The assay was then carried out using for convenience plastic 15 ml conical bottomed assay tubes set up in a shaking water bath at 26° C. which is the optimum temperature for this enzyme. In a typical assay using the oligonucleotide solution at a concentration of 5 μg/ml and the test compound/DMSO solution at a concentration of 2%, and carrying out the assay in quadruplicate, there would then be placed in each assay tube 5 μl of the oligonucleotide solution, 50 μl of the 600 μm NAD+[ 32 P]-NAD solution, 8 μl of the test compound/DMSO solution, and 37 μl of water. Prior to the start of the experiment this “cocktail” would be pre-warmed for 7 minutes at 26° C., as would be also the cell suspension. The reaction would then be started by adding 300 μl of the cell suspension. The reaction would be stopped by adding 2 ml of the ice-cold 10% TCA+10% sodium pyrophosphate solution.

In addition to the above, six assay tubes would usually be set up as blanks, these containing the same ingredients as above but, before adding the cell suspension, TCA solution is added to prevent any reaction from taking place. This enables corrections to be applied for any non-specific binding of the labelled material to the filter used (see below).

After adding the cell suspension at timed intervals to each of the assay tubes, the 10% TCA+10% sodium pyrophosphate at 4° C. was added to each assay tube exactly 5 minutes after addition of the cell suspension to that tube. Then, after leaving the tubes on ice for a minimum time of one hour, the contents of each individual tube were filtered through an individual filter funnel of a suction filter apparatus using GF/C filter elements (rough side up) wetted with 10% TCA. After filtering the contents of each tube and rinsing the filters several times with 1% TCA+1% sodium pyrophosphate solution, the filters were carefully removed and dried before being placed in individual scintillation vials. Four additional scintillation vials were also set up as reference standards containing 10 μl of the 600 μM NAD+[ 32 P]-NAD solution, 10 ml scintillant then being added to each vial. Counting was carried out for 2 minutes on a β counter to obtain measures of the 32 P present, and thus the amount of the poly(ADP-ribose) and activity of the PARP enzyme.

RESULTS OF IN VITRO PARP INHIBITION STUDIES

Apart from applying the PARP enzyme assay in accordance with the standard procedure outlined above to a range of compounds which have been made in accordance with the present invention, for comparison purposes it was also applied to certain benzamide compounds, in particular benzamide, 3-hydroxybenzamide and 3-methoxybenzamide, that are already known to exhibit certain PARP inhibitory activity. A tabulated list of some exemplary compounds which have been made and/or studied is hereinafter presented in the TABLE at the end of the present description, together with the PARP inhibition assay results obtained in one or more different experiments, expressed either as the percentage inhibition at a 10 μM concentration or, more usually, as IC 50 values, for the compounds when tested using the assay hereinabove described.

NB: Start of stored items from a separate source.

PR #1581, opened 2024-03-14
contrib/goattracker: new package (2.76)

z-erica:
includes a package for https://github.com/libsdl-org/sdl12-compat, since the program is sdl1.2 only

### DIFF
--- a/contrib/goattracker/files/goattracker.desktop
+++ b/contrib/goattracker/files/goattracker.desktop
@@ -1,0 +1,7 @@
+[Desktop Entry]
+Type=Application
+Name=GoatTracker
+Comment=C64 music editor
+Exec=goattracker %F
+Icon=goattracker
+Categories=AudioVideo;AudioVideoEditing
--- a/contrib/goattracker/patches/fix_makefile.patch
+++ b/contrib/goattracker/patches/fix_makefile.patch
@@ -1,0 +1,45 @@
+--- a/src/makefile.common	2021-05-15 14:59:32.000000000 +0200
++++ b/src/makefile.common	2024-03-14 11:31:54.572719809 +0100
+@@ -2,8 +2,7 @@
+ 
+ CC?=gcc
+ CXX?=g++
+-CFLAGS+=-Ibme -Iasm -O3
+-CXXFLAGS+=$(CFLAGS) -fpermissive
++CFLAGS+=-Ibme -Iasm
+ 
+ EXE=	$(PREFIX)goattrk2$(SUFFIX) \
+ 	$(PREFIX)gt2reloc$(SUFFIX) \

In reviewing this list, the known PARP inhibitors benzamide, 3-aminobenzamide and 3-methoxybenzamide, may be regarded as reference compounds. Although the results varied somewhat, in general the compounds of the present invention which were tested showed a relatively high degree of inhibitory activity. Of especial interest were the benzimidazole carboxamides having the reference numbers NU1064, NU1066, NU1086 and, most particularly, NU1070, NU1076, NU1077, NU1085, NU1090, NU1091, NU1092, NU1093 and NU1098, of which NU1091 and NU1092 showed exceptionally high inhibitory activities.

FURTHER BIOLOGICAL ACTIVITY STUDIES

Again using cultures of the murine leukaemia L1210 cell line, growth inhibition experiments were carried out to assess the cytostatic effects of the compounds and clonogenic survival assays were performed to assess cytotoxicity, especially in relation to use of the compounds in conjunction with DNA damaging cytotoxic agents such as cytotoxic antitumour drugs or gamma irradiation. DNA damage and the effect of the PARP inhibitors on the process of DNA strand break formation and repair has also been assessed by carrying out DNA strand break assays and monitoring by alkaline elution in accordance with published techniques.

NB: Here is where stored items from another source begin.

PR #1583, opened 2024-03-14
contrib/gtultra: new package (1.5.5)

z-erica:
note that this package conflicts with contrib/goattracker from https://github.com/chimera-linux/cports/pull/1581 by installing some binaries with the same names. unsure if i should/how to prevent that


nekopsykose:
just pick which version you think is way better or somethin

nekopsykose:
to package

In the growth inhibition assays, typically the L1210 cells would be seeded at 1×10 4 /ml in triplicate in 24 well multidishes, and 24 hours later the compounds or drugs being tested would be added in selected combinations and concentrations. At this time one set of replicates would be counted using a Coulter counter (N 0 ), and 48 hours later the remaining samples would be counted (N 1 ). The percentage (%) growth inhibition of drug-treated samples could then be estimated. In drug combination experiments, where evidence of synergistic effects on cell growth or clonogenicity was being sought, a single, fixed concentration of a cytotoxic drug sample, e.g. temozolomide (TM), would be taken as the control value.

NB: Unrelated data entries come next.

PR #1585, opened 2024-03-14
using_git: don't recommend git checkout

jcgruenhage:
`git checkout` is the worst offender when it comes to bad git UX, and we
shouldn't teach it to newcomers. They should learn `git switch` and `git
restore` instead, which are way less confusing.

### DIFF
--- a/USING_GIT.md
+++ b/USING_GIT.md
@@ -82,19 +82,19 @@ In order to be able to send your changes as a pull request, you will need
 a branch for that pull request, and the difference over `master` is what the
 pull request will contain.
 
-### Using checkout
+### Using switch
 
-To create a new branch in the current tree and switch to it, you can use
-the `checkout` command like so:
+To create a new branch in the current tree and switch to it, you can use the
+`switch` command like so:
 
 ```
-$ git checkout -b my-custom-branch-name
+$ git switch -c my-custom-branch-name
 ```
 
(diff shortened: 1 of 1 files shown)


q66:
considering git switch is fairly new and the documentation (even in the latest version) contains a big "THIS COMMAND IS EXPERIMENTAL. THE BEHAVIOR MAY CHANGE.", i don't think that's right; besides, the checkout command is ubiquitous pretty much everywhere and it's good to be at least somewhat familiar with it either way

jcgruenhage:
I didn't know about the bit that it's marked experimental, but tbf: That warning has been there for the >3 years that this existed, and the behaviour hasn't changed meaningfully.

I've been using `git switch` for these 3 years and won't ever look back.

Either way though: Documenting both seems like a fair compromise, thanks for the quick turnaround!

q66:
checkout can only have bad UX if you use it in sketchy ways, but for simple branch switching/creating it's gotcha-free and there really isn't any meaningful difference between the commands; fwiw, i've yet to use switch (there is very little that would justify changing the habit)

jcgruenhage:
If you only use `git checkout` to switch branches, sure, but the fact that the functionalities of both `git restore` and `git switch` are included in `git checkout` makes it bad from a UX perspective even without any big gotchas. They are different use-cases that have been stuffed into the same command, and I find `git switch` and `git restore` a lot more intuitive to use.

Examples of in vitro Cytotoxicity Assays

In a particular example of an in vitro cytotoxicity assay using the compound NU1064 (2-methylbenzimidazole-4-carboxamide), L1210 murine leukaemia cells were incubated with increasing concentrations of NU1064 in the presence or absence of 100 μM of the methylating agent, temozolomide, in a final DMSO concentration of 1% DMSO, for 24 hours at 36° C. The cells were pelleted, resuspended in fresh medium, counted and seeded for colony formation in 0.15% agarose in drug-free medium. After 1 week colonies of viable cells were stained with MTT (1 ml 0.5 mg/ml) and counted. The plating efficiency of the control (89%) and temozolomide alone (32%) were normalised to 100% relative survival and the plating efficiency of the NU1064-treated cells expressed as a percentage of these values.

There was a modest reduction in cell survival caused by NU1064 alone (relative plating efficiency at 100 μM and 200 μM NU1064=72% and 54%, respectively) but a very marked increase in temozolomide cytotoxicity with increasing concentrations of NU1064 (relative plating efficiency at 100 and 200 μM NU1064=28% and 2%, respectively) indicating a NU1064-concentration-related potentiation of temozolomide cytotoxicity. An illustration of these results is presented by FIG. 1 of the accompanying drawing.

In other, clonogenic survival, assays, typically the L1210 cells would be exposed to varying concentrations of TM±a fixed concentration of PARP inhibitor for a fixed time of 16 hours, prior to counting and seeding for colony formation in 0.12-0.15% agarose in drug-free medium. After 7-10 days colonies would be stained with 0.5 mg/ml MTT and counted by eye on a gridded light box. This then enables survival curves to be plotted and DEF 10 values to be obtained, DEF 10 being defined as the ratio of the concentration of TM that reduces survival to 10% divided by the concentration of TM that reduces survival to 10% in the presence of a fixed concentration of PARP inhibitor.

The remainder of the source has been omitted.